Und damit Teil jener kapitalistischen Konsum-Ideologie, der man eigentlich entrinnen wollte?
Daniel Schreiber, Kunstkritiker und Autor, hält Fasten für sehr sinnvoll:
"Das Fasten und andere asketische Kulturtechniken gehören zum anthropologischen Erbe. Zur Zeit erleben wir tatsächlich eine Renaissance, ein verstärktes Interesse am Fasten, aber auch an Yoga oder der Meditation. Das hängt mit einer Sehnsucht nach dem Ausbruch aus unserem Wohlstandsleben zusammen, aus dem eigentlich kein Ausbruch mehr möglich ist.
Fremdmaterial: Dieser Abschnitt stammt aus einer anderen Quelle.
PR #3687, opened 2021-01-07
Fix most test issues on GH actions

beikov:
Fixes:

* https://hibernate.atlassian.net/browse/HHH-14432
* https://hibernate.atlassian.net/browse/HHH-14433
* https://hibernate.atlassian.net/browse/HHH-14434
* https://hibernate.atlassian.net/browse/HHH-14435


docker_db.sh
```diff
@@ -22,10 +22,10 @@ postgresql_9_5() {
 
 db2() {
     docker rm -f db2 || true
-    docker run --name db2 --privileged -e DB2INSTANCE=orm_test -e DB2INST1_PASSWORD=orm_test -e DBNAME=orm_test -e LICENSE=accept -p 50000:50000 -d ibmcom/db2:11.5.0.0a
+    docker run --name db2 --privileged -e DB2INSTANCE=orm_test -e DB2INST1_PASSWORD=orm_test -e DBNAME=orm_test -e LICENSE=accept -e AUTOCONFIG=false -e ARCHIVE_LOGS=false -e TO_CREATE_SAMPLEDB=false -e REPODB=false -p 50000:50000 -d ibmcom/db2:11.5.5.0
     # Give the container some time to start
     OUTPUT=
-    while [[ $OUTPUT != *"Setup has completed"* ]]; do
+    while [[ $OUTPUT != *"INSTANCE"* ]]; do
         echo "Waiting for DB2 to start..."
```
NathanQingyangXu, line 29: Rather than ad-hoc logging statement pattern, we might well use robust way to detect whether container has been ready:
```
until [ "`docker inspect -f {{.State.Health.Status}} db2`" == "healthy" ]; do sleep 10; done
```

docker_db.sh
```diff
@@ -35,7 +35,23 @@ db2() {
...
+        sleep 5
+    done
+    if [ "$n" -ge 5 ]; then
+      echo "SQL Server failed to start and configure after 25 seconds"
+    else
+      echo "SQL Server successfully started"
+    fi
 }
 
 oracle() {
```
NathanQingyangXu, line 57: It might be considerable to make it a rule to always provide image tag. Without explicit tag, the latest version would always be fetched, which might not have been tested if a new version is released.

docker_db.sh
beikov: The DB2 image doesn't have a built-in health check

docker_db.sh
beikov: True, but it wasn't updated in 2 years and also probably won't be updated.

docker_db.sh
```diff
@@ -12,7 +12,7 @@ mysql_8_0() {
 
 mariadb() {
     docker rm -f mariadb || true
-    docker run --name mariadb -e MYSQL_USER=hibernate_orm_test -e MYSQL_PASSWORD=hibernate_orm_test -e MYSQL_DATABASE=hibernate_orm_test -p3306:3306 -d mariadb:10.5.8 --character-set-server=utf8mb4 --collation-server=utf8mb4_unicode_ci
+    docker run --name mariadb -e MYSQL_USER=hibernate_orm_test -e MYSQL_PASSWORD=hibernate_orm_test -e MYSQL_DATABASE=hibernate_orm_test -e MYSQL_ROOT_PASSWORD=hibernate_orm_test -p3306:3306 -d mariadb:10.5.8 --character-set-server=utf8mb4 --collation-server=utf8mb4_unicode_ci
```
NathanQingyangXu, line 15: We might well avoid the error message for 'rm' statement by simply including "--rm=true" into the "docker run" statement. "docker rm -f xxx || true" seems a little over engineering.

ci/build.sh
```diff
@@ -4,15 +4,15 @@ goal=
...
+  goal="-Pdb=oracle_ci"
 elif [ "$RDBMS" == "db2" ]; then
-  goal="-Pdb=db2 -Dhibernate.connection.url=jdbc:db2://localhost:50000/orm_test -Dhibernate.connection.username=orm_test -Dhibernate.connection.password=orm_test"
+  goal="-Pdb=db2_ci"
 elif [ "$RDBMS" == "mssql" ]; then
-  goal="-Pdb=mssql -Dhibernate.connection.url=jdbc:sqlserver://localhost:1433;databaseName= -Dhibernate.connection.username=sa -Dhibernate.connection.password=hibernate_orm_test"
+  goal="-Pdb=mssql_ci"
 fi
 
 exec ./gradlew check ${goal} -Plog-test-progress=true --stacktrace
```
NathanQingyangXu, line 18: if the command or arguments involve string interpolation, it would be much less error-prone to use 'eval' instead of 'exec'. I learned painful lesson on this when I need to pass JVM option with value containing quotes (e.g. **-Dhibernate.connection.username="sys as dba"**).
Seems 'exec' is mainly used for hard coded command and arguments. When dynamic string value is involved, eval is more appropriate (you can combine two together if you really wanna the benefit of exec).

hibernate-testing/src/main/java/org/hibernate/testing/cleaner/AbstractMySQLDatabaseCleaner.java
```diff
@@ -0,0 +1,186 @@
...
+			}
+			catch (SQLException e) {
+				throw new RuntimeException( e );
+			}
+		} );
+	}
+
+	@Override
+	public void clearData(Connection connection, String schemaName) {
+		clearData0( connection, schemaName, s -> {
```
sebersole, line 125: Stylistically I find this difficult to read.  I know everyone will have different takes on this.  But understanding the arguments here was not instantaneous - it took me a few times looking between the call and the signature to figure it out.

sebersole: IMO, this is best:
```
clearData0(
    connection,
    schemaName,
    (tableName) -> {...}
);
```

PR #3688, opened 2021-01-07
Upgrade the DB2 container image boot script

Sanne:
hi @beikov , when updating the DB2 container it no longer required "privileged", and this makes it compatible with podman so more people could use the scripts :)

Also added a couple variables which help a little bit with its horrible boot times.

Finally, changed the message it's waiting for, as "Setup has completed" is a little too early still.

Does this need a JIRA?  Feel free to take the commit and include it in other related works..

### DIFF
--- a/docker_db.sh
+++ b/docker_db.sh
@@ -22,10 +22,10 @@ postgresql_9_5() {
 
 db2() {
     docker rm -f db2 || true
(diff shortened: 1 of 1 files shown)


beikov:
Thanks, I applied this to my existing PR that tries to fix a few test issues on master: https://github.com/hibernate/hibernate-orm/pull/3687

beikov:
By the way, I had to add the `--privileged` flag again as it wasn't working without that.

PR #3691, opened 2021-01-13
HHH-14406 fix Architecture svg image in user guide

NathanQingyangXu:
https://hibernate.atlassian.net/browse/HHH-14406

The PR will replace the previous svg image:

Screen Shot 2021-01-13 at 6 02 05 PM

with
Screen Shot 2021-01-13 at 6 02 27 PM

The issue is the ‘session’ suite diagram is confusing for it implies it is special or different from the other two suites. That confuses user guide reader a lot.


NathanQingyangXu:
@Sanne , could you take a look at this PR? Not sure whether it is necessary or not, though I did spend lots of time tweaking the svg file. Who is the last svg editor? Maybe he knows better why 'session' suite were dealt with differently than the other two ones?

NathanQingyangXu:
@vladmihalcea I saw your were the original svg file author. Could you take a look at this PR? Still wondering whether my understanding is correct or not. Do we have any reason to treat 'session' suite differently?

vladmihalcea:
The SVG was taken with IntelliJ IDEA 5 years ago when the `EntityManagerImpl` was having a reference to the `Session`. But, that's not the case anymore since the `Session` implements `EntityManager`.

NathanQingyangXu:
> The SVG was taken with IntelliJ IDEA 5 years ago when the `EntityManagerImpl` was having a reference to the `Session`. But, that's not the case anymore since the `Session` implements `EntityManager`.

Thanks. Now the SVG was not be previewed in latest IDEA and it would make its maintenance more and more difficult (nobody dares to touch it without preview effect). I would modify the SVG file to make it simple and maintainable (currently there are tons of dead hyperlink URLs).

NathanQingyangXu:
Finally I found the reason why SVG preview failed in Intellij. As long as it contains image element with data URI, preview will fail. However, it seems image with data URI is so common (every web browser can open the svg without problem). Not sure why Intellij plugin makes such decision (maybe for security reason).

NathanQingyangXu:
Now the svg preview works in latest Intellij IDE. This is a good doc improvement. Who can take a look at it?

dreab8:
Thanks @NathanQingyangXu

PR #3692, opened 2021-01-13
HHH-10550: Replaced int cast/usage for long implementation

luiscla27:
Fixes 
https://hibernate.atlassian.net/browse/HHH-10550

### DIFF
--- a/hibernate-core/src/main/java/org/hibernate/engine/jdbc/BlobProxy.java
+++ b/hibernate-core/src/main/java/org/hibernate/engine/jdbc/BlobProxy.java
@@ -201,7 +201,7 @@ public final class BlobProxy implements Blob, BlobImplementer {
 
 		@Override
 		public long getLength() {
-			return (int) length;
+			return length;
 		}
 
 		@Override
--- a/hibernate-core/src/main/java/org/hibernate/engine/jdbc/BlobProxy.java
+++ b/hibernate-core/src/main/java/org/hibernate/engine/jdbc/BlobProxy.java
@@ -105,6 +105,18 @@ public final class BlobProxy implements Blob, BlobImplementer {
 	}
 
 	@Override
+	@Deprecated
+	public byte[] getBytes(final long start, final int length) throws SQLException {
+		if ( start < 1 ) {
+			throw new SQLException( "Start position 1-based; must be 1 or more." );
+		}
+		if ( length < 0 ) {
+			throw new SQLException( "Length must be great-than-or-equal to zero." );
+		}
+		return DataHelper.extractBytes( getBinaryStream() );
+	}
+
+	@Override
 	public byte[] getBytes(final long start, final long length) throws SQLException {
 		if ( start < 1 ) {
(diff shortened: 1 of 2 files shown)


NathanQingyangXu:
Thsnks for the bug reporting and the PR. Seems a good catch and fixing. The only thing that is missing is a testing case which shows:

1. without the code fixes it would be broken;
2. with the code fixes it would succeed.

Usually there is slim chance for the PR to be accepted without such compelling testing case (unless the PR is to fix some documentation). Please see existing testing cases to get the clue how to come up with one. It is not difficult and coding such testing case is both fun and mandatory.

luiscla27:
Thank you for taking a look in this PR :)

I'll take a look on the existing tests, it might be specially hard because the test-case would need to hold in memory a binary which exceeds the value of the `Integer.MAX_VALUE` constant (2,147,483,647 bytes). Any suggestion??

In my real world use-case issue that's actually what is happening...

NathanQingyangXu:
> Thank you for taking a look in this PR :)
> 
> I'll check existing tests, it might be specially hard to create one for this issue, specially because the test-case would need to hold in memory a binary which exceeds the value of the `Integer.MAX_VALUE` constant (2,147,483,647 bytes). Any suggestion??
> 
> In my real world use-case issue that's actually what is happening...

Could you mock something to simulate that then?

hibernate-core/src/main/java/org/hibernate/engine/jdbc/BlobProxy.java
```diff
@@ -201,7 +207,7 @@ public byte[] getBytes() {
 
 		@Override
 		public long getLength() {
-			return (int) length;
+			return length;
```
gavinking, line 210: This was already fixed a while ago.

hibernate-core/src/main/java/org/hibernate/engine/jdbc/internal/BinaryStreamImpl.java
```diff
@@ -18,7 +18,7 @@
  * @author Steve Ebersole
  */
 public final class BinaryStreamImpl extends ByteArrayInputStream implements BinaryStream {
-	private final int length;
+	private final long length;
```
gavinking, line 21: A java array can't have a `long` number of elements, so this change is unnecessary.

hibernate-core/src/main/java/org/hibernate/engine/jdbc/BlobProxy.java
```diff
@@ -112,6 +112,9 @@ public byte[] getBytes(final long start, final int length) throws SQLException {
 		if ( length < 0 ) {
 			throw new SQLException( "Length must be great-than-or-equal to zero." );
 		}
+		if ( length == length()) {
+			return DataHelper.extractBytes( getBinaryStream() );
+		}
```
gavinking, line 117: This is maybe not a terrible idea, but it's also not quite right because `start` should also be checked.

gavinking:
Closing this because the bug was already fixed.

Zum anderen äußert sich darin der Wunsch nach Spiritualität: Ohne dass wir wissen, wie sich Leere anfühlt, können wir auch nicht verstehen, was Fülle bedeutet, ohne das Regulativ des Verzichts kann es keine Lust geben, ohne Askese keinen Genuss."
Christian Schüle, Journalist und Autor, hält Fasten für vollkommen überschätzt und ein "falsches Züchtigungs- und Selbstzüchtigungs-Instrument":
"Fasten bringt vielleicht für einen kurzen Moment die Illusion von Glück und Gesundheit, aber letztlich rüstet man seinen eigenen Körper zu, zur Leistungssteigerung und zur Optimierung. Heute ist Fasten Teil eines selbstgerechten Optimierungsprogramms, mit dem sich das moralisierte Ich als überlegen inszeniert. Diese moralische Selbsterhebung zum einen und zum anderen die kapitalistische Umwertung der Askese zur Leistungssteigerung stören mich enorm. Ich möchte stattdessen für eine ganz normale Lebensführung mit Maß und Mitte plädieren, dann braucht auch niemand zu fasten, wenn er das ganze Jahr über ein gelingendes Leben führt."